L’école néoclassique qui domine aujourd’hui dans les universités a certes élaboré des modèles mathématiques toujours plus fignolés, mais ce faisant, elle a largement perdu le contact avec les réalités économiques. Ses modèles standards ont pour point de départ une « concurrence pure », une transparence totale des informations, et last but not least, s’appuient sur la « loi de Say » critiquée par Marx. Cette dernière affirme que toute offre provoque une demande correspondante puisque la production du bien mis sur le marché créerait, d’une part une demande de produits nécessaires à sa fabrication, et d’autre part fournirait un revenu plus élevé à ses producteurs. Dans de telles conditions, les crises ne peuvent en fait pas survenir. Si elles apparaissent malgré tout, cela ne peut que provenir du comportement « irrationnel » des acteurs et de chocs « extérieurs » (c’est-à-dire, extérieurs au système marchand). Confrontée à une crise économique et financière profonde, la doctrine néoclassique dominante se trouve complètement démunie : elle ne peut ni expliquer la crise, ni non plus proposer des mesures qui pourraient permettre de la résorber. Impossible d’égaler la vacuité des analyses de ses représentants : la crise devrait bientôt passer, on ne sait seulement pas quand, comme le disait l’année dernière Wolfgang Franz, président du « conseil des experts » du gouvernement fédéral.
De l’autre côté, les keynésiens paraissent mieux s’en sortir. Ils s’en remettent à l’État qui posséderait lui seul le pouvoir économique de compenser la chute de la demande. L’explication de la crise n’en reste pas moins très faible, présupposant la plupart du temps que l’État n’a pas, par le passé, joué son rôle compensatoire, et que cela aurait mené à une accumulation de déséquilibres.

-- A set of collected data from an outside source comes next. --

PR #86, opened 2021-01-29
fix: ensure compatibility with new yq v4

annekebr:
The new version of yq introduced a breaking change when reading from a yaml file. This ensures compatibility with the latest version which we should use as v3 is marked as deprecated and will run out of support in August.


annekebr:
Duplicate of #80

PR #88, opened 2021-02-02
docs/test: Documentation for image validation, improve validation test coverage

Starkteetje:
This PR documents the existing validation procedure employed by Connaisseur. In addition, it adds some test cases for all supported and one unsupported Kubernetes resource, tests more invalid trust data and checks the combination of valid and invalid delegations alongside each other. Also typos

### DIFF
--- a/docs/validation.md
+++ b/docs/validation.md
@@ -1,0 +1,28 @@
+# Validation
+
+This document describes the image validation process as employed by Connaisseur.
+
+Since Connaisseur is a Kubernetes AdmissionController it operates on requests and has these requests, the Kubernetes API, the registry and the notary to work with. First off, Connaisseur does some light checks on the semantics of the request it receives, e.g. whether it is capable of using the API version of the admission request.
+
+Then it parses images to deploy from the request. Connaisseur does this for Pods, Jobs, CronJobs, Deployments, DaemonSets, StatefulSets, ReplicaSets and ReplicationControllers. These images are then validated as follows:
+
+1. If the image is deployed as part of an already deployed object (i.e. a Pod gets deployed as a child of a Deployment and the Deployment was already validated), it will be admitted. This is done as the parent (and thus the child) might have been mutated, which could lead to duplicate validation or rule mismatch. For example, given a Deployment which contains Pods with `image:tag` that gets mutated to contain Pods with `image@sha256:digest`. Then a) the Pod would not need another validation as the image was validated during the admittance of the Deployment and b) if there exists a specific rule for `image:tag` and another for `image:*`, then after mutating the Deployment, the Pod would be falsely validated against `image:*` instead of `image:tag`. To ensure the child resource is legit in this case, the parent resource is requested via the Kubernetes API and only those images it lists are accepted.
+2. The best matching rule from the image policy is looked up and if `verify: false`, the image is admitted.
+3. Trust data of the image is consulted as described in the next section.
+
+## Validation of trust data
+
+Validation of trust data on a high level boils down to two steps:
+
+1. Get all trusted (i.e. signed) image digests related to the tag or digest of the image.
+2. If there is exactly one, admit the image.
+
+Regarding the latter step, rejection upon no matching trusted digests is obvious. However, Connaisseur also needs to reject the image if there is more than one trusted digest, since at this point in time Connaisseur doesn't have the ability to distinguish between the right and wrong trusted digest. This only occurs in some edge cases, but nonetheless has to be addressed.
+
+Let's now focus on the integral part of Connaisseur that is how to get all trusted digests for an `image:tag` or `image:digest` combination:
+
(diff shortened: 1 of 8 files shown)


docs/validation.md
```diff
@@ -0,0 +1,28 @@
+# Validation
+
+This document describes the image validation process as employed by Connaisseur.
+
+Since Connaisseur is a Kubernetes AdmissionController it works on requests and has these requests, the Kubernetes API, the registry and and the notary to work with. First off, Connaisseur does some light checks on the semantics of the request it receives, e.g. whether it is capable of using the API version of the admission request.
```
peterthomassen, line 5: `and and`

Also, I find "works on" and "work with" in the same sentence a bit confusing.

peterthomassen, line 5: `and and`

Also, I find "works on" and "work with" in the same sentence a bit confusing.

docs/validation.md
```diff
@@ -0,0 +1,28 @@
...
+
+Let's now focus on the integral part of Connaisseur that is how to get all trusted digests for an `image:tag` or `image:digest` combination:
+
+Connaisseur looks up trust data of the image in the `root`, `snapshot`, `timestamp` and `targets` files by querying the API of the notary server. Trust data syntax is validated against [their known schemas](https://github.com/sse-secure-systems/connaisseur/tree/master/connaisseur/res) (for an introduction to the trust data formats see the [presentation of our colleague Philipp Belitz](https://berlin-crypto.github.io/assets/Berlin%20Crypto%20Connaisseur.pdf)). Then, the files' signatures are validated against the pinned root key for the `root` file and against the respective keys validated in previous steps for later files. Connaisseur further gathers trust data of potential delegations linked in the `targets` file.
+
+At this point, Connaisseur is left with a set of potentially disjoint or overlapping sets of trust data. Connaisseur filters the trust data for digests that actually relate to the image in validation.
```
peterthomassen, line 26: `in validation` --> `under validation`

docs/validation.md
```diff
@@ -0,0 +1,28 @@
...
+
+If the image policy rule that governs the image to be validated does contain a `delegations` field, Connaisseur checks whether one of the delegations' sets of trust data does not contain an entry for the image that is being validated, in which case the request is rejected. Otherwise, Connaisseur builds a set over the union of the digests and proceeds with step 2., i.e. accpeting if the size of the resulting set equals 1.
```
peterthomassen, line 28: `accpeting`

Si Marx doit intervenir dans ces débats, il est nécessaire de se demander tout d’abord de quel Marx il s’agit. Des décennies durant, l’œuvre de Marx n’a été utilisée dans les « pays socialistes » que comme un réservoir de formules toutes faites, permettant de justifier ou bien des choix politiques, ou bien ce que l’on entendait par « construction du socialisme ». Après avoir pris des décisions, on cherchait la citation qui allait bien pour faire office de décoration. Mais le « marxisme » compris comme une idéologie totale, qui aurait déjà une réponse à toutes les questions, est bien éloigné de Marx. Lorsque son gendre Paul Lafargue l’informa des évolutions du « marxisme » en France, Marx s’emporta et déclara « Je ne suis pas marxiste ».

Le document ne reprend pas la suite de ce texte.